17.1.3.1 Group Membership

In MySQL Group Replication, a set of servers forms a replication group. A group has a name, which takes the form of a UUID. The group is dynamic and servers can leave (either voluntarily or involuntarily) and join it at any time. The group adjusts itself whenever servers join or leave.

If a server joins the group, it automatically brings itself up to date by fetching the missing state from an existing server. If a server leaves the group, for instance it was taken down for maintenance, the remaining servers notice that it has left and reconfigure the group automatically.

Group Replication has a group membership service that defines which servers are online and participating in the group. The list of online servers is referred to as a view. Every server in the group has a consistent view of which servers are the members participating actively in the group at a given moment in time.

Group members must agree not only on transaction commits, but also on which is the current view. If existing members agree that a new server should become part of the group, the group is reconfigured to integrate that server in it, which triggers a view change. If a server leaves the group, either voluntarily or not, the group dynamically rearranges its configuration and a view change is triggered.

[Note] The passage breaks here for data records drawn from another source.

PR #6283, opened 2015-08-02
Suppress useless images

ghost:
With the port of header to BS3, some images are not used anymore. Plus, I wonder about the utility of [these glyphicons](glyphicons-halflings-blue.png).


svbergerem:
I think we can remove the glyphicons in this dir: https://github.com/diaspora/diaspora/tree/develop/app/assets/images/img

AugierLe42e:
Seems like it's ok to merge.

svbergerem:
Thank you.

Issue #6164, opened 2015-07-04
It is impossible to type cyrillic Б in profile/edit tags field


cmrd-senya:
If you try to type Б in russian keyboard layout to tags entry at the profile/edit page nothing happens, symbol doesn't appear. That possibly because it is on the same key that "," character, and somehow get blocked along with comma. I thought my key has been broken and started to disassemble my keyboard. And then just tried different input field.

AntonTkachov:
I am not sure that using keypress will not cause any side effects, but I haven't find any problems during my research and manual testing. Jasmine also passed ok

cmrd-senya:
I've just tested it on my development setup, and it works fine. However
on 0.5.1.1 at socializer.cc it doesn't. Probably it just has been solved
recently.

jaywink:
OK so closing as fixed already, thanks.

svbergerem:
@AntonTkachov Since you were trying to fix the issue with your PR: have you been able to reproduce the issue on the develop branch?

AntonTkachov:
@svbergerem Yes. In fact I still can reproduce it on both develop branch and UA pod -> https://diaspora.scorry.net. I'm confused that @cmrd-senya haven't this issue on his development setup.

AntonTkachov:
Since the issue had beed reopened I re-created pull request

jaywink:
Sorry, misunderstood a comment :(

cmrd-senya:
Ok, I tested last development version again on firefox and chromium.
Firefox has no issue, while chromium has. That's why I saw it on
production and didn't see on development - because I use firefox for
development and chromium for surfing. So we should probably rename topic
accordingly.

PR #6292, opened 2015-08-03
Issue #6164: fix cyrrilic 'б' in tags input. Move comma validation fr…

AntonTkachov:
…om keydown to keypress event

### DIFF
--- a/vendor/assets/javascripts/jquery.autoSuggest.custom.js
+++ b/vendor/assets/javascripts/jquery.autoSuggest.custom.js
@@ -197,16 +197,8 @@
               if(input.val() == ''){
                 break;
               }
-						case 13: case 188: // return, comma
-							tab_press = false;
-							var active = $("li.active:first", results_holder);
-							if(active.length > 0){
-								active.click();
-								results_holder.hide();
-							}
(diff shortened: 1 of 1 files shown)


AntonTkachov:
Fixes #6164

svbergerem:
Our autoSuggest code is based on an outdated version of autoSuggest and [it looks like the project is no longer maintained](https://github.com/wuyuntao/jquery-autosuggest). I think instead of adding yet another patch to some piece of code that is unmaintained and not covered by any tests, we should look for alternatives and use those. I started to do something similar for autocomplete in #6293 so I think a typeahead.js based alternative would be great.

AntonTkachov:
@svbergerem So, do you think we should just suspend this task and close pull request for now or should I try to make this pull request properly path Travis validation?

svbergerem:
> do you think we should just suspend this task and close pull request for now

Yes, I think so. Since we don't have any jasmine tests here we can neither make sure that everything else works like it did before (without doing manual tests) nor make sure that the fixed behaviour won't break with further changes. Since we are planning to replace that unmaintained code I don't think it is worth the effort if we would write our own tests.

Nevertheless, thank you for your work.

In the case where a member leaves the group voluntarily, it first initiates a dynamic group reconfiguration, during which all members have to agree on a new view without the leaving server. However, if a member leaves the group involuntarily, for example because it has stopped unexpectedly or the network connection is down, it cannot initiate the reconfiguration. In this situation, Group Replication's failure detection mechanism recognizes after a short period of time that the member has left, and a reconfiguration of the group without the failed member is proposed. As with a member that leaves voluntarily, the reconfiguration requires agreement from the majority of servers in the group. However, if the group is not able to reach agreement, for example because it partitioned in such a way that there is no majority of servers online, the system is not able to dynamically change the configuration, and blocks to prevent a split-brain situation. This situation requires intervention from an administrator.

It is possible for a member to go offline for a short time, then attempt to rejoin the group again before the failure detection mechanism has detected its failure, and before the group has been reconfigured to remove the member. In this situation, the rejoining member forgets its previous state, but if other members send it messages that are intended for its pre-crash state, this can cause issues including possible data inconsistency. If a member in this situation participates in XCom's consensus protocol, it could potentially cause XCom to deliver different values for the same consensus round, by making a different decision before and after failure.

To counter this possibility, from MySQL 5.7.22, servers are given a unique identifier when they join a group. This enables Group Replication to be aware of the situation where a new incarnation of the same server (with the same address but a new identifier) is trying to join the group while its old incarnation is still listed as a member. The new incarnation is blocked from joining the group until the old incarnation can be removed by a reconfiguration. If Group Replication is stopped and restarted on the server, the member becomes a new incarnation and cannot rejoin until the suspicion times out.